IoT protocols explained simply

The Internet of Things has long since entered our daily lives, even if we often don’t notice it. Environmental sensors, smart meters, industrial devices, smart homes: all these objects communicate with each other and with central systems thanks to protocols specifically designed to be lightweight, reliable, and suitable for contexts very different from those of the traditional web.
However, when people start talking about IoT protocols, the risk is getting lost among acronyms and overly academic definitions. MQTT, CoAP, ZigBee, LoRaWAN may sound similar, but in reality they address very different needs.

MQTT: the king of lightweight messaging

MQTT is probably the most well-known and widely used IoT protocol. It was created for scenarios where devices have limited resources, unstable connections, and need to exchange small messages reliably. Its operation is based on a publish/subscribe model: devices publish messages on specific “topics,” and other devices or applications subscribe to those topics to receive them.
From a technical standpoint, MQTT runs over TCP and uses a central broker that manages all communications. This approach greatly simplifies the architecture and allows it to scale easily, even with thousands or millions of devices. The different Quality of Service levels make it possible to choose how much reliability is needed, balancing traffic and delivery security. This is why MQTT is widely used in industrial environments, cloud IoT, and integrations with backend platforms.

CoAP: the web adapted to objects

CoAP, an acronym for Constrained Application Protocol, was created with a clear idea: bringing the logic of the REST web into the IoT world. The main operations closely resemble HTTP, with GET, POST, PUT, and DELETE requests, but everything is optimized to work on devices with limited memory and processing power.
Unlike MQTT, CoAP relies on UDP instead of TCP, reducing overhead and latency. This makes it suitable for local networks and scenarios where communication is direct between devices, without a central broker. From a security standpoint, CoAP uses DTLS, a variant of TLS designed for UDP. It is a very common choice in home automation, building automation, and sensor networks where a more “peer-to-peer” approach is needed.
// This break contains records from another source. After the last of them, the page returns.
PR #1533, opened 2020-02-23
Minor change in README.md

sm0rux:
As Mullvad app for Android now handles local network sharing I think another checkbox should be marked in README.md.

---
This change is [Reviewable](https://reviewable.io/reviews/mullvad/mullvadvpn-app/1533)


faern:
Thanks for the PR! Yes it's correct that this checkbox should be ticked now.

I had to merge via github and then amend and sign the commit. Since you did not have a fork it was not possible for me to get the commit from anywhere :thinking: and we manually merge and sign everything. But it was doable.

PR #1586, opened 2020-03-20
Fix paths to script

dlon:
Some scripts were not updated when a file was renamed.

---
This change is [Reviewable](https://reviewable.io/reviews/mullvad/mullvadvpn-app/1586)


faern:
This was fixed by #1584

PR #1869, opened 2020-06-24
Install zsh shell completions to /usr/share instead of /usr/local/share

### LINKED ISSUE #1861: Files in /usr/local cause issues in Fedora Silverblue
## Issue report

Operating system: Fedora Silverblue 32

App version: 2020.4 (during installation)

### Issue description

When attempting to install the latest version of the app, it appears there are zsh-autocompletion files being added to /usr/local/share instead of /usr/share. This causes an issue in Silverblue and other rpm-ostree based distros due to projectatomic/rpm-ostree#233.

The issue could potentially be fixed by putting the auto completion files in /usr/share instead of /usr/local/share. I'm pretty sure this would be the convention for pre-packaged apps anyways, since /usr/local/ is usually reserved for apps not managed by the distro's package manager.

From what I can tell this is a separate issue from #1570. That issue was with files being added to /opt, which from what I understand did not exist in older versions of silverblue. However, /opt is now a symlink to /var/opt, so I didn't need to do the workaround mentioned there.

faern:
Tries to fix #1861. Also it seems more correct to not use `/usr/local` for this.

I tried it only on Fedora 31 so far but the completions work after this move.

---
This change is [Reviewable](https://reviewable.io/reviews/mullvad/mullvadvpn-app/1869)

### DIFF
--- a/gui/tasks/distribution.js
+++ b/gui/tasks/distribution.js
@@ -154,7 +154,7 @@ const config = {
       distAssets('linux/problem-report-link') + '=/usr/bin/mullvad-problem-report',
       distAssets('shell-completions/mullvad.bash') +
         '=/usr/share/bash-completion/completions/mullvad',
-      distAssets('shell-completions/_mullvad') + '=/usr/local/share/zsh/site-functions/_mullvad',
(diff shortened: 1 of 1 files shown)


faern:
Reverted the change in the deb file since it did not work on Ubuntu when the completions were placed in `/usr/share`.

PR #1907, opened 2020-07-08
Uncombine tunnel management

pronebird:

Git checklist:

That's a big one and it was almost impossible to decouple the changes as everything is intertwined.

1. Remove "Combine" from TunnelManager and PacketTunnelProvider
1. Refresh relays when GUI app starts. All other updates are covered by PacketTunnelProvider, which runs the periodic updates via `RelayCache`
1. Rename `TunnelConfiguration` to `TunnelSettings` - shorter and nicer. Same goes for `TunnelConfigurationManager` -> `TunnelSettingsManager`
1. Update account expiry each time visiting Settings navigation controller.
1. Add `AlertPresenter` which enables us to queue up alerts since only one can be displayed at a time. This is especially relevant when errors pile in and we need to display them to users.
1. Bring back Curve25519 implementation in C from Jason since. It's later needed for iOS 12 support since CryptoKit is iOS 13+.

---
This change is [Reviewable](https://reviewable.io/reviews/mullvad/mullvadvpn-app/1907)


ios/MullvadVPN/Account.swift
```diff
@@ -99,34 +21,64 @@ private enum UserDefaultsKeys: String {
...
+            return UserDefaults.standard.object(forKey: UserDefaultsKeys.accountExpiry.rawValue) as? Date
+        }
     }
 
+    private enum ExclusivityCategory {
+        case exclusive
+    }
+
+    private let rpc = MullvadRpc.withEphemeralURLSession()
+    private var updateExpiryTask: URLSessionTask?
```
pronebird, line 78: TODO: remove unused variable.

ios/MullvadVPN/AlertPresenter.swift
```diff
@@ -0,0 +1,97 @@
...
+
+            self.presentingController.present(self.alertController, animated: true, completion: self.presentCompletion)
+        }
+    }
+}
+
+/// A helper struct that swizzles `viewDidDisappear` on `UIAlertController` in order to be able to
+/// detect when the controller disappears.
+/// The event is broadcasted via `kUIAlertControllerDidDissmissNotification` notification.
+private struct AlertPresenterUIKitHooks {
```
pronebird, line 70: This is a patch on UIKit to be able to intercept the `viewDidDisapper` on `UIAlertController` and submit `Notification` to tell `AlertPresenter` when `UIAlertController` disappears. This is needed because only one `UIAlertController` can be presented at a time and there is no easy way to know when it's being dismissed. This is nasty but hopefully shouldn't cause much trouble.

ios/MullvadVPN/AppDelegate.swift
```diff
@@ -21,21 +20,19 @@ class AppDelegate: UIResponder, UIApplicationDelegate {
...
         #endif
 
         let accountToken = Account.shared.token
 
-        loadTunnelSubscriber = TunnelManager.shared.loadTunnel(accountToken: accountToken)
-            .receive(on: DispatchQueue.main)
-            .sink(receiveCompletion: { (completion) in
-                if case .failure(let error) = completion {
-                    fatalError("Failed to restore the account: \(error.localizedDescription)")
+        RelayCache.shared.updateRelays()
```
pronebird, line 30: Update relays each time the GUI app starts in case if the tunnel doesn't run and can't provide updates on time. Otherwise the tunnel runs periodic updates.

ios/MullvadVPN/PacketTunnelIpc.swift
```diff
@@ -6,43 +6,38 @@
...
 
-import Combine
 import Foundation
 import NetworkExtension
 
 /// A enum describing the kinds of requests that `PacketTunnelProvider` handles
-enum PacketTunnelRequest: Int, Codable {
-    /// Request the tunnel to reload the configuration
-    case reloadConfiguration
+enum PacketTunnelRequest: Int, Codable, RawRepresentable {
```
pronebird, line 13: On iOS 13, JSONEncoder is able to serialise a single primitive into JSON, however on iOS 12 it throws an error saying that it needs a top level object to encode it as JSON. So basically I changed this `enum` to encode itself into the dictionary of following shape:

```
{ type: Int }
```

ios/MullvadVPN/WireguardPrivateKey.swift
```diff
@@ -6,7 +6,6 @@
 //  Copyright © 2019 Mullvad VPN AB. All rights reserved.
 //
 
-import CryptoKit
```
pronebird, line 9: CryptoKit is iOS 13 only and since we're rolling out iOS 12 support, I had to switch back to Jason's implementation in C.

ios/PacketTunnel/PacketTunnelSettingsGenerator.swift
```diff
@@ -13,7 +13,7 @@ import os
 
 struct PacketTunnelSettingsGenerator {
     let mullvadEndpoint: MullvadEndpoint
-    let tunnelConfiguration: TunnelConfiguration
+    let tunnelConfiguration: TunnelSettings
```
pronebird, line 16: TODO: rename to `tunnelSettings`

ios/PacketTunnel/WireguardDevice.swift
```diff
@@ -318,11 +295,10 @@ class WireguardDevice {
 
             // Re-resolve endpoints on network changes
             if let currentConfiguration = self.configuration {
-                let newResolvedConfiguration = Self.resolveConfiguration(currentConfiguration)
-                let commands = newResolvedConfiguration.endpointUapiConfiguration()
+                let resolvedConfiguration = Self.resolveConfiguration(currentConfiguration)
+                let commands = resolvedConfiguration.endpointUapiConfiguration()
 
                 Self.setWireguardConfig(handle: handle, commands: commands)
-                self.resolvedConfiguration = newResolvedConfiguration
```
pronebird, line 325: We never really used `resolvedConfiguration` for anything so I decided to drop it.

PR #1918, opened 2020-07-13
Implement UI for split tunnelling on Android

jvff:
This PR is the first step towards split tunneling on Android. It just creates the initial UI for the feature, as a new screen inside the "Advanced settings" menu. It contains a toggle for the feature itself as well as list of apps that can be toggled to be inside or outside of the tunnel. The UI itself can be tweaked later and should be considered somewhat experimental.

The UI doesn't actually change anything regarding the tunnel. Actually getting the feature working will be done in a separate PR.

Git checklist:

* [x] Describe the change in **`CHANGELOG.md`** under the `[Unreleased]` header. **Changelog entry will be added when the feature is functional.**

---
This change is [Reviewable](https://reviewable.io/reviews/mullvad/mullvadvpn-app/1918)


jvff:
___
*[android/src/main/kotlin/net/mullvad/mullvadvpn/applist/AppListHolder.kt, line 14 at r1](https://reviewable.io/reviews/mullvad/mullvadvpn-app/1918#-MCDu4E5-zLBvLSZ4EM5:-MCE0Rbk1-ciw0Pz8Kao:bj8hao4) ([raw file](https://github.com/mullvad/mullvadvpn-app/blob/3aa4fb38caefb8cad00329ca3b550edb6be4141d/android/src/main/kotlin/net/mullvad/mullvadvpn/applist/AppListHolder.kt#L14)):*

Is this an app _list_ or just an app element that is to be used in a list?
</blockquote></details>

It is an app element that is to be used in a list. I guess the name `AppInfoHolder` would be a better fit? Or maybe `AppListItemHolder`? :thinking:

PR #1944, opened 2020-07-21
Remove unused dependencies found with cargo-udeps

faern:
I used the third party `cargo-udeps` tool on our repository. Turns out we had quite a few unused dependencies. Most common `mullvad-paths` and `talpid-ipc` that were left on crates that no longer used them.

The real world difference here is very small since the total dependency tree only got rid of `tokio-service`. But crates should not depend on crates they don't need anyway so...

ZigBee: the protocol that lives in the network

ZigBee is not just an application protocol, but a complete stack that also covers the lower layers of communication. It is designed for short-range mesh networks, in which each device can forward messages from others, increasing reliability and coverage without the need for high power.
In practical terms, ZigBee is widely used in smart homes and building automation. Light bulbs, motion sensors, thermostats, and smart plugs often communicate using this standard. The mesh network is its real strength, because it allows devices to stay connected even if one node is turned off or fails, reducing dependence on a single central point.
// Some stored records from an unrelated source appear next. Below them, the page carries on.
PR #2004, opened 2020-08-20
Don't show out-of-time notification for new accounts

jvff:
Previously, the app would always show a notification when the account time ran out or was close to running out. The previous version (2020.6-beta1) changed that to not show the notification for newly created accounts in order to improve the user experience. However, that change had a bug in it. The account would be marked as not new as soon as the service could read the account expiry time. Since the "Welcome" screen checks for a new expiry every 15 seconds, the notification would reappear after 15 seconds or so.

This PR fixes the issue by only marking the account as not new after the expiry changes from the initial value. In order to do this, the first valid expiry value for the newly created account is stored and used to compare future account expiry values. This "cached" value is reset whenever the new account flag is changed.

Git checklist:

---
This change is [Reviewable](https://reviewable.io/reviews/mullvad/mullvadvpn-app/2004)

### DIFF
--- a/CHANGELOG.md
+++ b/CHANGELOG.md
@@ -39,6 +39,7 @@ Line wrap the file at 100 chars.                                              Th
 - Show "Exclude applications" header if needed when entering the "Split tunneling" screen.
 - Fix check for update versions and check for support for current version.
 - Fix crash that could happen when leaving the Select Location screen.
+- Don't show out-of-time notification for newly created accounts.
 
 
 ## [2020.6-beta1] - 2020-08-20
--- a/android/src/main/kotlin/net/mullvad/mullvadvpn/service/AccountCache.kt
+++ b/android/src/main/kotlin/net/mullvad/mullvadvpn/service/AccountCache.kt
@@ -31,6 +31,7 @@ class AccountCache(val daemon: MullvadDaemon, val settingsListener: SettingsList
     private var accountNumber by onAccountNumberChange.notifiable()
     private var accountExpiry by onAccountExpiryChange.notifiable()
 
+    private var createdAccountExpiry: DateTime? = null
     private var oldAccountExpiry: DateTime? = null
 
     init {
@@ -41,13 +42,14 @@ class AccountCache(val daemon: MullvadDaemon, val settingsListener: SettingsList
 
     fun createNewAccount(): String? {
         newlyCreatedAccount = true
+        createdAccountExpiry = null
 
         return daemon.createNewAccount()
     }
 
     fun login(account: String) {
         if (account != accountNumber) {
-            newlyCreatedAccount = false
+            markAccountAsNotNew()
             daemon.setAccount(account)
         }
     }
@@ -91,6 +93,11 @@ class AccountCache(val daemon: MullvadDaemon, val settingsListener: SettingsList
         jobTracker.cancelAllJobs()
     }
 
+    private fun markAccountAsNotNew() {
+        newlyCreatedAccount = false
+        createdAccountExpiry = null
+    }
+
     private fun handleNewAccountNumber(newAccountNumber: String?) {
         synchronized(this) {
             accountExpiry = null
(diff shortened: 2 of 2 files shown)


pinkisemils (approved):
> *[Reviewable](https://reviewable.io/reviews/mullvad/mullvadvpn-app/2004)* status: :shipit: complete! all files reviewed, all discussions resolved

___
*[android/src/main/kotlin/net/mullvad/mullvadvpn/service/AccountCache.kt, line 28 at r1](https://reviewable.io/reviews/mullvad/mullvadvpn-app/2004#-MFFjh1x1BjSptGhmWRA:-MFUq1hb83VdVqlbmRkZ:bfbkr0z) ([raw file](https://github.com/mullvad/mullvadvpn-app/blob/7e16a8c92ffc80a5c31fc0646a16ae9793cfc0bf/android/src/main/kotlin/net/mullvad/mullvadvpn/service/AccountCache.kt#L28)):*

Yep, precisely :D
</blockquote></details>

So really, it's value only ever changes once (even though it's applied multiple times). I'd leave it as a boolean rather than an observer of a related value, but that's just my opinion.

jvff:
___
*[android/src/main/kotlin/net/mullvad/mullvadvpn/service/AccountCache.kt, line 28 at r1](https://reviewable.io/reviews/mullvad/mullvadvpn-app/2004#-MFFjh1x1BjSptGhmWRA:-MFWVVck4BzavLXQur56:bw8zbbn) ([raw file](https://github.com/mullvad/mullvadvpn-app/blob/7e16a8c92ffc80a5c31fc0646a16ae9793cfc0bf/android/src/main/kotlin/net/mullvad/mullvadvpn/service/AccountCache.kt#L28)):*

So really, it's value only ever changes once (even though it's applied multiple times). I'd leave it as a boolean rather than an observer of a related value, but that's just my opinion.
</blockquote></details>

I'm not sure I understand. This field is a `boolean`, but setting it clears the `createdAccountExpiry` value. :/

pinkisemils (approved):
> *[Reviewable](https://reviewable.io/reviews/mullvad/mullvadvpn-app/2004)* status: :shipit: complete! all files reviewed, all discussions resolved

___
*[android/src/main/kotlin/net/mullvad/mullvadvpn/service/AccountCache.kt, line 28 at r1](https://reviewable.io/reviews/mullvad/mullvadvpn-app/2004#-MFFjh1x1BjSptGhmWRA:-MF_FDMD6mOxpIkM0NRF:b6youpw) ([raw file](https://github.com/mullvad/mullvadvpn-app/blob/7e16a8c92ffc80a5c31fc0646a16ae9793cfc0bf/android/src/main/kotlin/net/mullvad/mullvadvpn/service/AccountCache.kt#L28)):*

I'm not sure I understand. This field is a `boolean`, but setting it clears the `createdAccountExpiry` value. :/
</blockquote></details>

So regardless of the value being set, the `createdAccountExpiry` is always cleared. Why not do that explicitly?

jvff:
___
*[android/src/main/kotlin/net/mullvad/mullvadvpn/service/AccountCache.kt, line 28 at r1](https://reviewable.io/reviews/mullvad/mullvadvpn-app/2004#-MFFjh1x1BjSptGhmWRA:-MF_FT0s4SfSrJXtNhSf:br770bo) ([raw file](https://github.com/mullvad/mullvadvpn-app/blob/7e16a8c92ffc80a5c31fc0646a16ae9793cfc0bf/android/src/main/kotlin/net/mullvad/mullvadvpn/service/AccountCache.kt#L28)):*

So regardless of the value being set, the `createdAccountExpiry` is always cleared. Why not do that explicitly?
</blockquote></details>

We could, but I felt that it would be safer to do it here in case we forget to reset it when changing this value in the future. Currently we would have to clear it in two places, when a new expiration date is received and when logging in. If we miss any of these places (or any new places) in future refactors it might not show the notification for a legitimate case :/

jvff:
___
*[android/src/main/kotlin/net/mullvad/mullvadvpn/service/AccountCache.kt, line 28 at r1](https://reviewable.io/reviews/mullvad/mullvadvpn-app/2004#-MFFjh1x1BjSptGhmWRA:-MF_GOWV44M34rnw39AT:bco62or) ([raw file](https://github.com/mullvad/mullvadvpn-app/blob/7e16a8c92ffc80a5c31fc0646a16ae9793cfc0bf/android/src/main/kotlin/net/mullvad/mullvadvpn/service/AccountCache.kt#L28)):*

We could, but I felt that it would be safer to do it here in case we forget to reset it when changing this value in the future. Currently we would have to clear it in two places, when a new expiration date is received and when logging in. If we miss any of these places (or any new places) in future refactors it might not show the notification for a legitimate case :/ 
</blockquote></details>

Do you think the issue is that setting the property hides the fact that another property is affected and that this isn't immediately obvious?

If that's the case, maybe we can refactor the code to use a new helper method, something like `markAccountAsNotNew`? What do you think?

pinkisemils (approved):
> *[Reviewable](https://reviewable.io/reviews/mullvad/mullvadvpn-app/2004)* status: :shipit: complete! all files reviewed, all discussions resolved

PR #2033, opened 2020-08-26
Build all Rust code on nighly, since the blocker (jsonrpc) is gone

faern:
The jsonrpc stuff is finally gone. According to this fixme comment that was the only thing stopping us from building on nightly. And I tested now, it works to build on nightly. So let's run the full CI there as before, fewer special cases.

---
This change is [Reviewable](https://reviewable.io/reviews/mullvad/mullvadvpn-app/2033)


pinkisemils (approved):
> *[Reviewable](https://reviewable.io/reviews/mullvad/mullvadvpn-app/2033)* status: :shipit: complete! all files reviewed, all discussions resolved

PR #2036, opened 2020-08-26
Run mullvad-setup prepare-restart in preinstall script instead of postinstall

faern:
Fixes a leak during upgrade due to mullvad-setup no longer being compatible with old daemon

Not mentioned in changelog as a fix, since upgrading between any existing versions does not have this leak. It's only from any existing release to anything after the gRPC migration that causes the leak.

---
This change is [Reviewable](https://reviewable.io/reviews/mullvad/mullvadvpn-app/2036)


pinkisemils (approved):
:lgtm:

> Reviewed 3 of 4 files at r1, 1 of 1 files at r2.
> *[Reviewable](https://reviewable.io/reviews/mullvad/mullvadvpn-app/2036#-:-MFfKO4zBiUEyAQHbIKG:bg7igk9)* status: :shipit: complete! all files reviewed, all discussions resolved

PR #2043, opened 2020-08-28
Change account input border rendering

jvff:
The specific border behavior that the desktop app has for the account input component isn't simple to replicate on Android. The first attempt used a foreground drawable, but that was later replaced with the approach that used an overlay and a clip outline. The problem with this approach is that it requires the views beneath the overlay to be aware of the clip outline and to not draw close to it to avoid rendering issues. Still, those issues would still appear depending on how the animation of the account history is performed.

In order to solve these issues, this PR implements the border behavior in a third implementation that is more of simpler things. In summary, it removes the use of an overlay drawable and a clip outline with eight image views to draw the border. Four of them draw the corners, and four of them draw the straight lines. It's probably slightly less efficient, since it increases GPU overdraw and initial layout calculations, but it shouldn't be noticeable at all.

The advantage of this approach is that it is more portable since it uses simple base features (image views and vector drawables) and it should always work without the child views having to know about any borders and clip limitations.

Git checklist:

* [x] Describe the change in **`CHANGELOG.md`** under the `[Unreleased]` header. **Internal refactor, not user visible.**

---
This change is [Reviewable](https://reviewable.io/reviews/mullvad/mullvadvpn-app/2043)


pinkisemils (approved):
:lgtm:

> Reviewed 14 of 14 files at r1.
> *[Reviewable](https://reviewable.io/reviews/mullvad/mullvadvpn-app/2043#-:-MG5AEKB22F_3AegqMiz:bnfp4nl)* status: :shipit: complete! all files reviewed, all discussions resolved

LoRaWAN: little data, very long distances

LoRaWAN comes into play when the main issue is not speed, but distance. This protocol is designed for very long-range communications, even over several kilometers, with extremely low energy consumption. It is ideal for battery-powered sensors that need to last for years and send only a small amount of data per day.
From an architectural point of view, LoRaWAN uses a network of gateways that collect messages from devices and forward them to a central network server. Bandwidth is very limited and transmissions are short, but this is an acceptable trade-off in scenarios such as smart cities, precision agriculture, environmental monitoring, and distributed infrastructures. Here the priority is covering large areas at low cost, not exchanging large amounts of data.
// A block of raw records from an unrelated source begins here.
PR #2046, opened 2020-08-28
Remove useless unwrap in relays.rs

NilsIrl:
Removes an unused unwrap.

Git checklist:

---
This change is [Reviewable](https://reviewable.io/reviews/mullvad/mullvadvpn-app/2046)

### DIFF
--- a/mullvad-daemon/src/relays.rs
+++ b/mullvad-daemon/src/relays.rs
@@ -597,15 +597,13 @@ impl RelaySelector {
         } else {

How to choose the right protocol

There is no single best IoT protocol overall, only the one most suited to the context. MQTT is perfect when cloud integration and centralized message management are required. CoAP works well in lightweight local networks with REST logic. ZigBee is ideal for short-range domestic and mesh networks. LoRaWAN becomes unbeatable when distances are large and devices need to consume very little power.
Understanding these differences helps not only in choosing the right technology, but also in designing IoT systems that are more efficient, scalable, and sustainable over time. And it is precisely here that protocols, often taken for granted, really make the difference.